Issue #2762, opened 2016-02-20
Idea: when person gets to the end of a track - suggest they contribute new exercises


verdammelt:
I am the maintainer of the Common Lisp track and we have around 30 exercises. Just the other day one person has submitted for this last exercise. I thought it would be cool if there could be a way to tell the person that they are at the (current) end of the track and it would be super great if they contributed more exercises.

kytrinyx:
I think it would be great if @rikki- could submit a comment to them that suggests this, linking to a page that has the most up-to-date information about how to do this.

I'm hoping to use https://github.com/exercism/x-api/issues/94 to implement a "contribute" page for each track on exercism.io (maybe /languages/:track_id/contribute) that we could link to. It would have the list of exercises to implement, along with links to all the existing implementations in other languages as well as to the relevant metadata.

verdammelt:
It would be pretty cool if there was a way to compute the list of problems yet to be written. Then it would be easy to point people to it and a link to the github repo for that track.

kytrinyx:
Yeah, it's pretty straight-forward. It's been on my TODO list for a while, but that list is kind of out of control right now.

GustavoCaso:
@kytrinyx Is anyone helping with this one ?

kytrinyx:
No, not yet. We do have the list of problems yet to be written: http://x.exercism.io/v3/tracks/java/todo

GustavoCaso:
Ok do we have an design for the page to show when they get to the end of the track ?

kytrinyx:
No, there's no design.

I was thinking of making it a page under /languages/:track_id, for example
`GET /languages/:track_id/contribute/port-exercises`

It would use the information from the todo endpoint I listed to display a list of available problems, along with whatever useful information we can give them (README, canonical test data, if it exists, links to all of the existing implementations)

This page would not be personalized, however I think that it would be interesting later to build on this and add personalized things to their dashboard as described here: https://github.com/exercism/todo/issues/15

GustavoCaso:
@kytrinyx Ok great I will start working on this feature to ! :+1:

GustavoCaso:
@kytrinyx do we have and endpoint to get the content of the readme from the `x-common` repository, I'm doing the `contribute` page, but I think showing the actual readme, and a couple of links would be better, than just links

GustavoCaso:
@kytrinyx I opened PR in `x-api` that provide the `README` https://github.com/exercism/x-api/pull/105

[...]

PR #2913, opened 2016-05-25
Improve suggestions after finishing tracks

GustavoCaso:
https://github.com/exercism/exercism.io/issues/2762
https://github.com/exercism/todo/issues/15https://github.com/exercism/todo/issues/15

@kytrinyx this my initial approach.

I have some refactoring ideas already, but I wanted to know if you accept the way is going, before continuing on.

Here is a picture of the profile page.
screen shot 2016-05-25 at 06 53 57


test/fixtures/xapi_v3_tracks.json
```diff
@@ -1 +1,142 @@
...
+{
```
GustavoCaso: This change is just for better reading

lib/exercism/user_contribution.rb
```diff
@@ -0,0 +1,64 @@
...
+class UserContribution
+  attr_reader :user
+  def initialize(user)
+    @user = user
+  end
+
+  # Return Hahs with, name of the type of contribution, also the erb partial and
+  # the info related with each contributions
+  def list
+    @list ||= { completed_tracks: completed_tracks }
```
GustavoCaso: If the class keep growing I tend to move the logic to separate class, this will help test and adding future features, but for now I don't know if I'm going to need this methods, for the other type of contributions.

In this example I will move the `completed_tracks` to it's own class like `CompletedTracks.call(user)` and all the methods related

app/views/user/show.erb
```diff
@@ -33,6 +33,12 @@
           <% end %>
         <% end %>
       <% end %>
+      <% if profile.can_contribute? %>
+        <h3>Contribute:</h3>
+        <% profile.contributions.each do |k, v| %>
```
kytrinyx: This is really difficult to understand. This list of contributions is not a list of things that are similar to each other, and I don't think that we should try to DRY it out.

app/presenters/profile.rb
```diff
@@ -77,6 +77,18 @@ def mentored_tracks
         user.track_mentor
       end
 
+      def can_contribute?
```
kytrinyx: Everyone can contribute, it's not clear from the name what this actually represents.

app/presenters/profile.rb
```diff
@@ -77,6 +77,18 @@ def mentored_tracks
...
+        user_custom_contributions.any?
+      end
+
+      def contributions
```
kytrinyx: This name suggests that we are listing contributions that they have made, but it doesn't look like this is what it means.

lib/exercism/user_contribution.rb
```diff
@@ -0,0 +1,64 @@
...
+  #   {
+  #     'language' => 'go', 'completed_exercise' => 12,
+  #     'problems_count' => 30, 'language_name' => 'Go'
+  #   },
+  #   { 'language' => 'ruby', 'completed_exercise' => 60,
+  #     'problems_count' => 70, 'language_name' => 'Ruby'
+  #   }
+  # ]
+  def completed_exercises_by_language
+    ActiveRecord::Base.connection.execute(completed_count_sql).to_a.each do |hash|
```
kytrinyx: I believe that skipped exercises should count towards track completion, since if they skipped it they probably don't consider it a problem that they want to solve.

lib/exercism/user_contribution.rb
```diff
@@ -0,0 +1,64 @@
...
+    language FROM user_exercises
+    WHERE user_id=#{user.id}
+    GROUP BY language
+    HAVING COUNT(CASE WHEN iteration_count > 0 THEN 1 END) > 0
+    SQL
+  end
+
+  def track_problems_count
+    @track_problems_count ||= X::Track.all.each_with_object({}) do |t, hash|
+      hash[t.id.to_s] = { 'problems_count' => t.problems.count, 'language_name' => t.language }
```
kytrinyx: The track ID is always a string.

lib/exercism/user_contribution.rb
```diff
@@ -0,0 +1,64 @@
...
+  end
+
+  def completed_count_sql
+    <<-SQL
+    SELECT COUNT(CASE WHEN iteration_count > 0 THEN 1 END) AS completed_exercise,
+    language FROM user_exercises
+    WHERE user_id=#{user.id}
+    GROUP BY language
+    HAVING COUNT(CASE WHEN iteration_count > 0 THEN 1 END) > 0
+    SQL
```
kytrinyx: I think what you're doing can be simplified:

```
SELECT language, COUNT(id) AS completed_count FROM user_exercises
WHERE user_id=#{user.id}
AND (iteration_count>0 OR skipped_at IS NOT NULL)
GROUP BY language;
```

test/exercism/user_contribution_test.rb
```diff
@@ -0,0 +1,37 @@
...
+    create_exercise('fake', 'two')
+  end
+
+  def test_user_contributions
+    X::Xapi.stub(:get, [200, File.read(@f)]) do
+      actual = UserContribution.new(@user).list
+      expected = {
+        completed_tracks: [
+          {
+            'completed_exercise' => "1", 'language' => 'animal',
```
kytrinyx: The completed count should be an integer, not a string.

test/exercism/user_contribution_test.rb
```diff
@@ -0,0 +1,37 @@
...
+          },
+        ],
+      }
+      assert_equal expected, actual
+    end
+  end
+
+  def create_exercise(language, slug)
+    UserExercise.create(user: @user, language: language, slug: slug,
+                        iteration_count: 1, state: 'pending',
```
kytrinyx: The state is no longer used, as far as I can tell.

test/exercism/user_contribution_test.rb
```diff
@@ -0,0 +1,37 @@
...
+      expected = {
+        completed_tracks: [
+          {
+            'completed_exercise' => "1", 'language' => 'animal',
+            'total_in_track' => 1, 'language_name' => 'Animal'
+          },
+        ],
+      }
+      assert_equal expected, actual
+    end
```
kytrinyx: Let's simplify the names here:

- `tracks` (instead of `completed_tracks`)
- `id` (the track id)
- `language` (the language name)
- `problem_count`
- `solution_count`

test/exercism/user_contribution_test.rb
```diff
@@ -0,0 +1,37 @@
...
+    create_exercise('animal', 'dog')
+    create_exercise('fake', 'hello-world')
+    create_exercise('fake', 'two')
+  end
+
+  def test_user_contributions
+    X::Xapi.stub(:get, [200, File.read(@f)]) do
+      actual = UserContribution.new(@user).list
+      expected = {
+        completed_tracks: [
```
kytrinyx: It seems like if we're only listing out which tracks are completed, we could filter the track objects instead of creating an entirely new data structure. What data does the view actually need? The track id and language, right?

test/exercism/user_contribution_test.rb
kytrinyx: On second thought, I don't think we need all of this.

lib/exercism/user_contribution.rb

------------------------------------------------

> About this exercise:
Throughout the material, how many lines contain the string "methods"? Answer with the number alone.

> Response to this task:
2